There has been a recent discovery that can help lead to mass improvements for lupus patients in the future. Scientists who studied a young lupus patient discovered a gene mutation that may lead to the development of better, more detailed treatments for the incurable autoimmune disease.
According to ScienceDaily, scientists at the Centre for Personalised Immunology at the Australian National University (CPI) conducted the study of the DNA of a Spanish girl named Gabriela, who was diagnosed with severe lupus when she was just seven-years-old.
The scientists discovered a mutation in the TLR7 gene, whose main function is to fight off viruses, but when too activated, attacks a person’s immune system. Lupus causes inflammation in organs and joints, can harshly affect the skin, and causes exhaustion and fatigue.
According to ScienceDaily, Through the China-Australia Centre of Personalised Immunology (CACPI), the research team full of scientists found other cases of lupus in which this gene was also mutated.
Carola Vinuesa, MD, senior author of the study, principal investigator at the CPI, and co-director of CACPI said in the following statement: “It has been a huge challenge to find effective treatments for lupus, and the immune-suppressors currently being used can have serious side effects and leave patients more susceptible to infection.

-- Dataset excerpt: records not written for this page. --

PR #149, opened 2022-08-30
Bugfix client subscriptions

filipzeta:
If we use `callback` in `subclient.load()`, only the last loaded subclient's callback will actually fire on trade/ordercomplete events because of some Anchor shenanigans.

This PR moves that subscription logic out to the client to fix this issue for 1 client. I'll raise an Anchor PR too.

### DIFF
--- a/src/events.ts
+++ b/src/events.ts
@@ -57,6 +57,8 @@ export function eventTypeToString(event: EventType) {
       return "GREEKS";
     case EventType.TRADE:
       return "TRADE";
+    case EventType.ORDERCOMPLETE:
+      return "ORDERCOMPLETE";
     case EventType.ORDERBOOK:
       return "ORDERBOOK";
     case EventType.ORACLE:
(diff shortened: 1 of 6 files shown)


src/events.ts
```diff
@@ -57,6 +57,8 @@ export function eventTypeToString(event: EventType) {
       return "GREEKS";
     case EventType.TRADE:
       return "TRADE";
+    case EventType.ORDERCOMPLETE:
```
filipzeta, line 60: We just forgot this in a previous PR 😝

xjcaa (approved):
LGTM

src/program-types.ts
```diff
@@ -268,8 +268,8 @@ export interface PlaceOrderEvent {
 export interface TradeEvent {
   marginAccount: PublicKey;
   index: number;
-  costOfTrades: anchor.BN;
   size: anchor.BN;
+  costOfTrades: anchor.BN;
```
filipzeta, line 272: Aligning with events.rs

“There has only been a single new treatment approved by the FDA in about the last 60 years. This is the first time a TLR7 mutation has been shown to cause lupus, providing clear evidence of one way this disease can arise.”
The researchers are currently working every day with drug companies to find newer and more effective treatments or repurpose existing ones that directly target the TLR7 gene.
Nan Shen, PhD, co-director of CACPI, told Science Daily in a statement: “By confirming a causal link between the gene mutation and the disease, we can start to search for more effective treatments.”
Gabriela, who is now a teenager, has high hopes that the research will encourage and give hope to others with lupus.
“I hope this finding will give hope to people with lupus and make them feel they are not alone in fighting this battle,” she said. “Hopefully the research can continue and end up in a specific treatment that can benefit so many lupus warriors who suffer from this disease.”